RAW DATA
********
PR #10053, opened 2025-01-20
winch: Tighten the definition of `ExtendKind`

saulecabrera:
Some instructions, like the atomic ones, part of the threads proposal, we want to ensure through the type system that only supported extend kinds are passed, that way the emission layer can ignore the extend kind validation at runtime.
********
WHAT YOU NEED TO DO
Having read the material, set all of it down again without a single difference.

TASK RESPONSE
PR #10053, opened 2025-01-20
winch: Tighten the definition of `ExtendKind`

saulecabrera:
Some instructions, like the atomic ones, part of the threads proposal, we want to ensure through the type system that only supported extend kinds are passed, that way the emission layer can ignore the extend kind validation at runtime.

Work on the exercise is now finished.